■ **Dataset records**:
Content starts

PR #16902, opened 2026-06-08
fix(k8s): renamed cni taint controller

lukidzi:
## Motivation

When executing smoke tests I've noticed a conflict on installing CP with CNI as a `cni_taint_controller` has the same name as a secret controller.

## Implementation information

Renamed `cni_taint_controller` to correct one to avoid conflict during installation.


slonka (approved):
Is there a problem on any other branch? why is 2.7 different?

lukidzi:
> Is there a problem on any other branch? why is 2.7 different?

There was a security update pr which bump a k8s, we had to fix requirement of setting name of controller and by mistake we duplicated the name for 2 controllers. I've checked other branches and there is no issue

Issue #16923, opened 2026-06-11
Missing KRI OpenAPI fields in DataplaneItem and MeshGatewayItem


johncowen:
### Kuma Version

2.13.x

### Describe the bug

I found that `DataplaneItem` and `MeshGatewayItem` in the openAPI spec are missing the following fields:

- `kri`
- `creationTime`
- `modificationTime`

Possibly others but those are the ones I noticed.

nikhiltelkar2005-glitch:
Hi, I'd like to work on this issue. Could you please assign it to me?

PR #16925, opened 2026-06-11
fix(kri): add KRI to overviews and OpenAPI items

Automaat:
## Motivation

Two related KRI gaps surfaced by users:

1. Computed `*Overview` resources (`DataplaneOverview`, `ZoneIngressOverview`, `ZoneEgressOverview`, `ZoneOverview`) did not serialize the `kri` field, even though an overview is just a merge of a resource and its insight and therefore shares the underlying resource's identity.
2. The OpenAPI `*Item` schemas for core resources (`DataplaneItem`, `MeshGatewayItem`, ...) were missing `kri`, `creationTime` and `modificationTime` (kumahq/kuma#16923).

> Changelog: fix(kri): add KRI to overviews and OpenAPI items

## Implementation information

**Overviews (runtime serialization).** `kri.FromResourceMetaE` computed the KRI from the resource's `type`, which for an overview is e.g. `DataplaneOverview` — a type that is unregistered and has no `ShortName`, so the lookup bailed out and no `kri` was emitted. The fix resolves an overview type to its base type (strip the `Overview` suffix, look up the base descriptor) so the emitted KRI points at the actual resource, e.g. `DataplaneOverview` -> `kri_dp_...`. Overviews intentionally keep no `ShortName` of their own (a duplicate short name would make `FromString` ambiguous).

**OpenAPI items (generated spec).** Core resource `*Item` schemas are built programmatically by `resource-gen` (`tools/resource-gen/pkg/generator/main.go`), not from the policy template, and only set `type`/`name`/`mesh`/`labels` plus reflected proto fields. Added `kri`, `creationTime` and `modificationTime` to that schema. `kri` is only advertised for resources that have a `ShortName`, matching runtime behaviour (Secret, which has none, gets the timestamps but no `kri`). Regenerated the per-resource `rest.yaml` files and the bundled `docs/generated/openapi.yaml`.

Verified both gateway cases do emit a KRI (they are not skipped): gateway dataplanes serialize `kri_dp_...` and `MeshGateway` serializes `kri_mgw_...`.

## Supporting documentation

- kumahq/kuma#16923

### DIFF
--- a/api/mesh/v1alpha1/dataplane/rest.yaml
+++ b/api/mesh/v1alpha1/dataplane/rest.yaml
@@ -47,6 +47,15 @@ components:
   schemas:
     DataplaneItem:
       properties:
+        creationTime:
+          description: Time at which the resource was created
+          format: date-time
+          readOnly: true
+          type: string
+        kri:
+          description: Kuma Resource Identifier (KRI) of the given resource
+          readOnly: true
+          type: string
         labels:
           additionalProperties:
             type: string
@@ -72,6 +81,11 @@ components:
               description: Type of the backend (Kuma ships with 'prometheus')
               type: string
           type: object
+        modificationTime:
+          description: Time at which the resource was updated
+          format: date-time
+          readOnly: true
+          type: string
         name:
           type: string
         networking:
--- a/app/kumactl/cmd/inspect/testdata/inspect-dataplanes.golden.json
+++ b/app/kumactl/cmd/inspect/testdata/inspect-dataplanes.golden.json
@@ -7,6 +7,7 @@
       "name": "experiment",
       "creationTime": "2018-07-17T16:05:36.995Z",
       "modificationTime": "2019-07-17T18:08:41Z",
+      "kri": "kri_dp_default___experiment_",
       "dataplane": {
         "networking": {
           "address": "127.0.0.1",
@@ -103,6 +104,7 @@
       "name": "degraded-dp",
       "creationTime": "2018-07-17T16:05:36.995Z",
       "modificationTime": "2019-07-17T18:08:41Z",
+      "kri": "kri_dp_default___degraded-dp_",
       "dataplane": {
         "networking": {
           "address": "127.0.0.1",
@@ -198,6 +200,7 @@
       "name": "offline-dp",
       "creationTime": "2018-07-17T16:05:36.995Z",
       "modificationTime": "2019-07-17T18:08:41Z",
+      "kri": "kri_dp_default___offline-dp_",
       "dataplane": {
         "networking": {
           "address": "127.0.0.1",
@@ -294,6 +297,7 @@
       "name": "example",
       "creationTime": "2018-07-17T16:05:36.995Z",
       "modificationTime": "2019-07-17T18:08:41Z",
+      "kri": "kri_dp_default___example_",
       "dataplane": {
         "networking": {
           "address": "127.0.0.1",
--- a/pkg/core/kri/kri.go
+++ b/pkg/core/kri/kri.go
@@ -70,9 +70,16 @@ func FromResourceMetaE[T ~string](rm core_model.ResourceMeta, resourceType T) (I
 
 	rType := core_model.ResourceType(resourceType)
 
-	if desc, err := registry.Global().DescriptorFor(rType); err != nil {
+	// an overview shares its base resource's identity: DataplaneOverview -> Dataplane
+	if base, isOverview := strings.CutSuffix(string(rType), "Overview"); isOverview {
+		rType = core_model.ResourceType(base)
+	}
+
+	desc, err := registry.Global().DescriptorFor(rType)
+	if err != nil {
 		return Identifier{}, err
-	} else if desc.ShortName == "" {
+	}
+	if desc.ShortName == "" { // types without a ShortName aren't addressable by KRI
 		return Identifier{}, nil
 	}
 
--- a/api/mesh/v1alpha1/mesh/rest.yaml
+++ b/api/mesh/v1alpha1/mesh/rest.yaml
@@ -95,6 +95,15 @@ components:
                   type: array
               type: object
           type: object
+        creationTime:
+          description: Time at which the resource was created
+          format: date-time
+          readOnly: true
+          type: string
+        kri:
+          description: Kuma Resource Identifier (KRI) of the given resource
+          readOnly: true
+          type: string
         labels:
           additionalProperties:
             type: string
@@ -170,6 +179,11 @@ components:
               description: Name of the enabled backend
               type: string
           type: object
+        modificationTime:
+          description: Time at which the resource was updated
+          format: date-time
+          readOnly: true
+          type: string
         mtls:
           description: |-
             mTLS settings.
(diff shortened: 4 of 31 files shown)


api/mesh/v1alpha1/dataplane/rest.yaml
```diff
@@ -72,6 +81,11 @@ components:
               description: Type of the backend (Kuma ships with 'prometheus')
               type: string
           type: object
+        modificationTime:
+          description: Time at which the resource was updated
+          format: date-time
+          readOnly: true
+          type: string
```
johncowen, line 88: nit: can we put creationTime and modificationTime together

johncowen: P.S. If this nit means a change that means having to wait for CI for a long period of time again, then don't worry.

johncowen: Oh wait, totally ignore me, these seem to be in alphabetical order, lets stick with that pattern. I'll resolve this comment thread.

johncowen: Well I would resolve this thread if GH would let me 😭 , maybe I need to wait a bit, feel free to resolve if someone gets here first 😆

app/kumactl/cmd/inspect/testdata/inspect-dataplanes.golden.json
```diff
@@ -7,6 +7,7 @@
       "name": "experiment",
       "creationTime": "2018-07-17T16:05:36.995Z",
       "modificationTime": "2019-07-17T18:08:41Z",
+      "kri": "kri_dp_default___experiment_",
```
johncowen, line 10: Q: shouldn't these golden files have labels? Maybe I missed them?

pkg/core/kri/kri.go
```diff
@@ -70,10 +70,22 @@ func FromResourceMetaE[T ~string](rm core_model.ResourceMeta, resourceType T) (I
 
 	rType := core_model.ResourceType(resourceType)
 
-	if desc, err := registry.Global().DescriptorFor(rType); err != nil {
-		return Identifier{}, err
-	} else if desc.ShortName == "" {
-		return Identifier{}, nil
+	desc, err := registry.Global().DescriptorFor(rType)
+	if err != nil || desc.ShortName == "" {
```
johncowen: Q: When does an empty ShortName not produce an error?

johncowen: Oh! I guess "read the comment"? 😆 Is it when `rType`s returned descriptor is an `*Overview`?

johncowen: I find it strange that `DescriptorFor` can return something with an empty `ShortName`

I wondered what you thought of this approach:

```golang
func FromResourceMetaE[T ~string](rm core_model.ResourceMeta, resourceOrOverviewType T) (Identifier, error) {
  if rm == nil {
    return Identifier{}, nil
  }

  // normalize the resourceType first
  overviewType, isOverview := strings.CutSuffix(string(resourceOrOverviewType), "Overview")
  if !isOverview { // <== I assumed this is false if if doesn't end with `Overview`, I didn't get to look up the doc
    resourceType = resourceOrOverviewType
  } else {
    resourceType = overviewType
  }

	rType := core_model.ResourceType(resourceType)

	_, err := registry.Global().DescriptorFor(rType)
	if err != nil { // I guess we'd still need to check for an empty shortName here if that doesn't cause an error yet?
		return Identifier{}, err
	}

	return Identifier{
		ResourceType: rType,
		Mesh:         rm.GetMesh(),
		Zone:         rm.GetLabels()[mesh_proto.ZoneTag],
		Namespace:    rm.GetLabels()[mesh_proto.KubeNamespaceTag],
		Name:         core_model.GetDisplayName(rm),
	}, nil
}
```

I don't know what other places in the codebase allow a `.DescriptorFor(rType)` to be return (not error) with an empty `ShortName`. i.e. I have zero context on past decision etc here. Also please excuse my golang I've not messed with golang in quite a while and I just pseudo-coded the above in a blank text file to help explain my viewpoint (and try the code out myself)

Anyway, a little bit of a nit for this PR and not a blocker at all, but I'd like to understand why `.DescriptorFor(rType)` can return an empty `ShortName` which feels wrong to me.

Automaat: Good call — adopted your normalize-first structure (pushed). It now strips the `Overview` suffix up front (`DataplaneOverview` -> `Dataplane`), then does a single `DescriptorFor` + `ShortName` check.

I kept the `ShortName == ""` guard though: plenty of registered types intentionally have no ShortName (insights, secrets, etc.) and must NOT get a KRI. Without the guard, `Identifier.String()` would emit a malformed `kri__...` (empty short name) for them. So `DescriptorFor` returning a descriptor with an empty ShortName is expected — it just means "this type is not addressable by KRI".

app/kumactl/cmd/inspect/testdata/inspect-dataplanes.golden.json
Automaat: These come from the test fixtures (`test_model.ResourceMeta` in `inspect_dataplanes_test.go`), which only set mesh/name/timestamps and no labels — so the goldens never had them. This PR only added the `kri` line; nothing label-related was removed. Happy to add labels to the fixtures separately, but it is out of scope here.

api/mesh/v1alpha1/dataplane/rest.yaml
Automaat: Yep, alphabetical ordering is what the generator emits (the schema is built programmatically and serialized as a sorted map), so leaving as-is. Thanks!

app/kumactl/cmd/inspect/testdata/inspect-dataplanes.golden.json
johncowen: Gotcha, makes sense 👍

pkg/core/kri/kri.go
```diff
@@ -70,9 +70,20 @@ func FromResourceMetaE[T ~string](rm core_model.ResourceMeta, resourceType T) (I
 
 	rType := core_model.ResourceType(resourceType)
 
-	if desc, err := registry.Global().DescriptorFor(rType); err != nil {
+	// An overview is a merge of a resource and its insight, so it shares the
+	// underlying resource's identity. Overview types are not registered and have
+	// no ShortName of their own, so normalize to the base type first (e.g.
+	// DataplaneOverview -> Dataplane) before building the KRI.
+	if base, isOverview := strings.CutSuffix(string(rType), "Overview"); isOverview {
```
lahabana, line 74: There's a way cleaner way to do this inside the description. That's AI slop :)

Automaat: Trimmed it down to a one-liner

pkg/core/kri/kri.go
johncowen: Oh I just noticed the emdashes 🙈 😅 Was this comment LLM generated?

Automaat: yes, it answered before I stopped him :P

johncowen: What's your opinion on what I said?

lukidzi (approved):

pkg/core/kri/kri.go
johncowen: (btw this conversation shouldn't block merge and I'm happy for it to continue after merge if thats how it turns out)

PR #16941, opened 2026-06-11
fix(sni): don't set kri-derived sni when no mesh-scoped proxy for MMZS

lukidzi:
## Motivation

 MeshMultiZoneService is a global resource and always has `zone == "" `in its KRI identifier. The condition that gates new KRI SNI usage was:
```
  useKRISni := zone == "" || isLocalMeshService || meshCtx.ZonesWithMeshScopedProxy[zone]
```
The `zone == ""` branch fires unconditionally for every MZMS, bypassing the ZonesWithMeshScopedProxy check entirely. That map is what tells us whether a remote zone has a new-style zone proxy or only a legacy ZoneIngress, so skipping it was wrong.

## Implementation information

For MZMS, inspect the actual remote endpoint zones instead of relying on the resource's own zone field. Only use new KRI SNI if every remote endpoint zone appears in `ZonesWithMeshScopedProxy`. If any remote endpoint zone uses a legacy ZoneIngress, the dataplane falls back to the old hash-based SNI, which the legacy ingress can actually match.


pkg/plugins/policies/core/xds/meshroute/clusters.go
```diff
@@ -336,3 +345,22 @@ func isMeshExternalService(endpoints []core_xds.Endpoint) bool {
 	}
 	return false
 }
+
+// allEndpointZonesHaveNewProxy returns true when the endpoint list is non-empty
+// and every remote endpoint (Locality.Zone != "") is served by a zone that has
+// a new-style zone proxy (MeshZoneAddress). Endpoints without locality (local
+// zone, sidecar-to-sidecar) are skipped since they never traverse a zone proxy.
+func allEndpointZonesHaveNewProxy(endpoints []core_xds.Endpoint, zonesWithProxy map[string]bool) bool {
```
lobkovilya, line 353: But does this mean that if an MMZS consists of 3 MeshServices in different zones, and only 2 of them have the new zone proxy, the outbound cluster will keep using the old SNI, so only 1/3 of requests will succeed?

lobkovilya (commented):
We might need to use `transport_socket_matches` for the MMZS cluster and choose the SNI based on whether the zone has a MeshZoneAddress.

PR #16947, opened 2026-06-12
fix(mtls): drop legacy identity secret when MeshIdentity is assigned

lukidzi:
## Motivation

When a mesh has both an mTLS backend and a MeshIdentity assigned, restarting a proxy leaves its secrets stuck in `dynamic_warming_secrets` and mTLS never comes up. The snapshot ends up with three secrets: `system_trust_bundle` and `kri_mid_…identity_`, which the listeners and clusters actually reference, plus a leftover `identity_cert:secret:default` that nothing points to. `go-control-plane's` ADS consistency check requires every secret in the snapshot to be one Envoy asked for, so the unreferenced one makes it refuse the whole SDS response and the secrets Envoy needs never warm up.

## Implementation information

Return early from the secrets generator when the proxy has a workload identity. In that case MeshIdentity and MeshTrust already deliver the cert and trust bundle under KRI names, so the legacy per-mesh secrets are pure dead weight and the unreferenced identity cert is exactly what breaks the ADS check.

The problems is when using SOTW not Delta


lobkovilya (dismissed):

lobkovilya:
@lukidzi it probably worth adding in description that it applies only to sotw. So I'm not really sure we need to backport it.

lobkovilya (approved):

PR #16970, opened 2026-06-15
chore(deps): add mise.lock file

johncowen:
## Motivation

I noticed there are several dependencies that aren't really pinned in the mise.toml file, for example:

https://github.com/kumahq/kuma/blob/9a1bb8ce6d23b7589fde7839c42971132d5ae2ae/mise.toml#L21

https://github.com/kumahq/kuma/blob/9a1bb8ce6d23b7589fde7839c42971132d5ae2ae/mise.toml#L19

## Implementation information

Follows guidance from https://mise.jdx.dev/dev-tools/mise-lock.html using `mise lock` to create a `mise.lock` file.

Note: I don't often work in this repository, so I'd be very grateful if maintainers could double check that this fits in with current day-to-day practices and nothing needs adding to docs or anything like that. It might even be worth a normal contributor re-creating the lockfile to ensure I've set things up properly without the lock. Importantly, I'm guessing methods of upgrading etc may have changed now compared to what was done previously.

## Supporting documentation

https://mise.jdx.dev/dev-tools/mise-lock.html

Note: the above documentation discusses `minimum-release-age` (default of 24 hours) which we might want to raise in a either here or separate PR. Happy to hear opinions.


Automaat (approved):

mise.lock
Automaat, line 1: I don't see that much value in this; maybe I am wrong? It gives a little bit of hardening of the supply chain, but we bump stuff with Renovate, which would need to handle mise.lock then. All renovated PRs to mise will now fail and will need to be manually fixed to regenrate mise.lock

Automaat (changes requested):

mise.lock
johncowen: Agree we should think about this a little more 👍 

Honestly as it stands now I'm still very pro on this, but appreciate I've not specifically used mise locks in the past, plus this repro isn't a place a work often so I don't want to impose my own opinions too strongly here.

As I pointed out in Slack we should also think about what the impact of folks using completely different version of mise and therefore generating slightly different lockfiles (ideally everyone would automatically use the same mise version)

---

On the renovate subject, from what I can see renovate seems to support a lockfile https://docs.renovatebot.com/modules/manager/mise/#lock-file-maintenance

---

I think I might bring this up in a meeting with the wider team also for a chat 👍

johncowen: P.S.

I noticed (if I'm understanding mise correctly) that currently the `mise.toml` is using range versions for certain deps, so if we did choose to not use a lockfile - then we should enforce some sort of exact locking of versions in the mise.toml file instead (as I said I'm pro lock file, but worth saying `mise lock` exists, IMHO: shouldn't we just use that instead?)

PR #16977, opened 2026-06-21
fix(inbound): check all app containers for readiness when no container declares port

### LINKED ISSUE #16903: Inbound health ignores app readiness when no container declares the port
## What happens

When the Service's `targetPort` is defined and no container declares that port via `containerPorts`, `FindPort` returns nil:

https://github.com/kumahq/kuma/blob/master/pkg/plugins/runtime/k8s/util/util.go#L99-L102

`podReady` then guards the application-container check with `if container != nil` and silently skips it:

https://github.com/kumahq/kuma/blob/master/pkg/plugins/runtime/k8s/controllers/inbound_converter.go#L22-L43

Result: the inbound is published as `ready=true` as soon as `kuma-sidecar` is ready, regardless of the application container's readiness probe. Endpoints enter EDS before the app is actually serving and clients see `503s` during rollouts.

## Proposed fix

Possible options:

1. When no container declares the inbound port, "AND" the readiness status of all non-sidecar, non-init containers in the pod and use that.

2. Fail closed (ready=false) until a port is declared

3. Keep the current behaviour but issue warn level log

Additionally we should document this (this is not mentioned in https://kuma.io/docs/dev/policies/service-health-probes/ )

AruneshDwivedi:
When a Service's targetPort is not declared by any container's containerPorts, FindPort returns container==nil. The podReady function then skipped the application container readiness check entirely, marking the inbound as ready=true as soon as the kuma-sidecar was ready.

This caused endpoints to enter EDS before the application was actually serving, resulting in 503s during rollouts.

Fix: when container is nil, iterate all non-sidecar containers and check their readiness status, similar to what inboundForServiceless already does.

Fixes #16903

### DIFF
--- a/pkg/plugins/runtime/k8s/controllers/inbound_converter.go
+++ b/pkg/plugins/runtime/k8s/controllers/inbound_converter.go
@@ -31,12 +31,8 @@ func podReady(pod *kube_core.Pod, container *kube_core.Container) bool {
 		}
 	} else {
 		// No container declares the service's targetPort — check all non-sidecar app containers
-		for _, c := range pod.Spec.Containers {
-			if c.Name != util_k8s.KumaSidecarContainerName {
-				if cs := util_k8s.FindContainerStatus(c.Name, pod.Status.ContainerStatuses); cs != nil && !cs.Ready {
-					return false
-				}
-			}
+		if !appContainersReady(pod) {
+			return false
 		}
 	}
 	if cs := util_k8s.FindContainerOrInitContainerStatus(
@@ -48,6 +44,19 @@ func podReady(pod *kube_core.Pod, container *kube_core.Container) bool {
 	}
 	if pod.DeletionTimestamp != nil {
 		return false
+	}
+	return true
+}
+
+// appContainersReady checks if all non-sidecar app containers in the pod are ready.
+// Returns true if all are ready, false if any is not ready.
+func appContainersReady(pod *kube_core.Pod) bool {
+	for _, c := range pod.Spec.Containers {
+		if c.Name != util_k8s.KumaSidecarContainerName {
+			if cs := util_k8s.FindContainerStatus(c.Name, pod.Status.ContainerStatuses); cs != nil && !cs.Ready {
+				return false
+			}
+		}
 	}
 	return true
 }
@@ -131,13 +140,9 @@ func (ic *InboundConverter) inboundForServiceless(zone string, pod *kube_core.Po
 		Ready: true,
 	}
 
-	for _, container := range pod.Spec.Containers {
-		if container.Name != util_k8s.KumaSidecarContainerName {
-			if cs := util_k8s.FindContainerStatus(container.Name, pod.Status.ContainerStatuses); cs != nil && !cs.Ready {
-				state = mesh_proto.Dataplane_Networking_Inbound_NotReady
-				health.Ready = false
-			}
-		}
+	if !appContainersReady(pod) {
+		state = mesh_proto.Dataplane_Networking_Inbound_NotReady
+		health.Ready = false
 	}
 
 	// also we're checking whether kuma-sidecar container is ready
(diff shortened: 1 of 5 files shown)


pkg/plugins/runtime/k8s/controllers/inbound_converter.go
```diff
@@ -28,6 +28,18 @@ func podReady(pod *kube_core.Pod, container *kube_core.Container) bool {
 		if cs := util_k8s.FindContainerStatus(container.Name, pod.Status.ContainerStatuses); cs != nil && !cs.Ready {
 			return false
 		}
+	} else {
```
Automaat, line 32: **suggestion:** When no container declares the inbound port, the silent path is undiagnosable. A `converterLog.Info` in the `else` branch surfaces the likely misconfiguration. This was option 3 in #16903, so it's optional, not required.

pkg/plugins/runtime/k8s/controllers/inbound_converter.go
```diff
@@ -28,6 +28,18 @@ func podReady(pod *kube_core.Pod, container *kube_core.Container) bool {
...
+		// When no container declares the inbound port, check all
+		// non-sidecar, non-init containers for readiness so that
+		// the inbound is not marked ready before the app starts.
+		for _, c := range pod.Spec.Containers {
```
Automaat: **suggestion:** This loop duplicates the readiness iteration in `inboundForServiceless` (lines 136-143): same sidecar skip, same AND-readiness, different control flow. Two copies can drift if one is later fixed. A shared `appContainersReady(pod) bool` would name the intent. Weigh against the repo's minimal-change preference; author's call.

pkg/plugins/runtime/k8s/controllers/inbound_converter.go
```diff
@@ -28,6 +28,18 @@ func podReady(pod *kube_core.Pod, container *kube_core.Container) bool {
 		if cs := util_k8s.FindContainerStatus(container.Name, pod.Status.ContainerStatuses); cs != nil && !cs.Ready {
 			return false
 		}
+	} else {
+		// When no container declares the inbound port, check all
```
Automaat: **suggestion:** The comment says "non-sidecar, non-init containers," but the loop iterates `pod.Spec.Containers`, which never holds init containers, and skips only `kuma-sidecar`. Native sidecars (init containers with `restartPolicy: Always`) live in `InitContainers` and go unchecked. Trim to "all non-sidecar app containers" so the comment doesn't claim an exclusion the code can't make.

pkg/plugins/runtime/k8s/controllers/inbound_converter.go
Automaat: **issue:** No test covers the fixed path, so reverting the `else` block passes CI and #16903 regresses silently. Add a `45.pod.yaml` (Service numeric `targetPort` absent from every `containerPort`, one app container `ready: false`, sidecar ready) and `45.dataplane.yaml` (expect inbound `state: NotReady`), plus an Entry in `pod_converter_test.go`.

AruneshDwivedi:
Updated the comment to say "non-sidecar app containers" — pod.Spec.Containers only iterates app containers, not init containers.

For the test case, I dont have Go toolchain available locally to add the golden file test. If someone can scaffold the test pod YAML (45.pod.yaml) with a numeric targetPort not in any containerPorts and one app container ready=false, I can add the matching dataplane expectation.

AruneshDwivedi:
Updated the golden file (11.dataplane.yaml) — the 8443 inbound now correctly shows ready=false since no container declares that port and container-2 is not ready. This was a legitimate test gap from the podReady change.

AruneshDwivedi:
Added golden file test (45.pod.yaml) covering the exact scenario: service with numeric targetPort 8443 not declared by any container, one app container not ready, sidecar ready. Expected dataplane shows inbound state: NotReady. Also trimmed the comment per your feedback — pod.Spec.Containers never holds init containers, so "all non-sidecar containers" is accurate.

PR #16979, opened 2026-06-21
refactor(api-server): extract computeLabels

Automaat:
## Motivation

`createResource` and `updateResource` in `pkg/api-server/resource_endpoints.go` each built a resource's label set with the same eight-line `resource_labels.Compute(...)` call — three sites in total, differing only in which `descriptor` / `spec` / `meta` they passed. The shared option tail (`WithNamespace`/`WithMode`/`WithK8s`/`WithZone`) had to be kept identical by hand; adding a label dimension meant editing three places. Rule of Three is met, so it's now worth folding.

> Changelog: skip

## Implementation information

Extract `r.computeLabels(descriptor, spec, meta, meshName)`, which holds the shared options; the three call sites pass only what varies. `labels`/`namespace` both derive from the passed `meta`, so a single `meta` argument covers both.

Structural change only — behavior is unchanged:
- the distinct per-call-site error messages are preserved at the call sites (not hidden in the helper);
- the "compute current labels BEFORE `SetSpec`" ordering in `updateResource` is untouched.

Covered by the existing label tests (`should compute labels on update of the resource`, `should set origin label automatically ...`); full `pkg/api-server` suite passes, `golangci-lint` reports 0 issues.

## Supporting documentation

First structural step from a refactoring review of this file (the top churn × size hotspot in `pkg/`), following two behavioral bug fixes to the same file shipped separately. Endorsed unanimously by the review (Rule of Three) with no dissent.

Content ends

■ **Your task**:
Find how many lines of the entries include the word "KumaSidecarContainerName". The number is the entire reply.

■ **Written solution**:
3